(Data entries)
PR #909, opened 2024-03-21
Add support for zsh-fast-syntax-highlighting

motheki:
Hello,

I would like to add support for zsh-fast-syntax-highlighting which has marginally better performance than zsh-syntax-highlighting, to the zsh configuration module in nix-darwin. 

The repository can be found [here](https://github.com/zdharma-continuum/fast-syntax-highlighting)

There is an existing nix package for zsh-fast-syntax-highlighting [here](https://github.com/zdharma-continuum/fast-syntax-highlighting)

### DIFF
--- a/modules/programs/zsh/default.nix
+++ b/modules/programs/zsh/default.nix
@@ -107,6 +107,12 @@ in
       default = false;
       description = "Enable zsh-syntax-highlighting.";
     };
+
+    programs.zsh.enableFastSyntaxHighlighting = mkOption {
+      type = types.bool;
+      default = false;
+      description = lib.mdDoc "Enable zsh-fast-syntax-highlighting.";
+    };
   };
 
   config = mkIf cfg.enable {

▸ Task goal:
Word for word, copy out the entries.

▸ Written solution:
PR #909, opened 2024-03-21
Add support for zsh-fast-syntax-highlighting

motheki:
Hello,

I would like to add support for zsh-fast-syntax-highlighting which has marginally better performance than zsh-syntax-highlighting, to the zsh configuration module in nix-darwin. 

The repository can be found [here](https://github.com/zdharma-continuum/fast-syntax-highlighting)

There is an existing nix package for zsh-fast-syntax-highlighting [here](https://github.com/zdharma-continuum/fast-syntax-highlighting)

### DIFF
--- a/modules/programs/zsh/default.nix
+++ b/modules/programs/zsh/default.nix
@@ -107,6 +107,12 @@ in
       default = false;
       description = "Enable zsh-syntax-highlighting.";
     };
+
+    programs.zsh.enableFastSyntaxHighlighting = mkOption {
+      type = types.bool;
+      default = false;
+      description = lib.mdDoc "Enable zsh-fast-syntax-highlighting.";
+    };
   };
 
   config = mkIf cfg.enable {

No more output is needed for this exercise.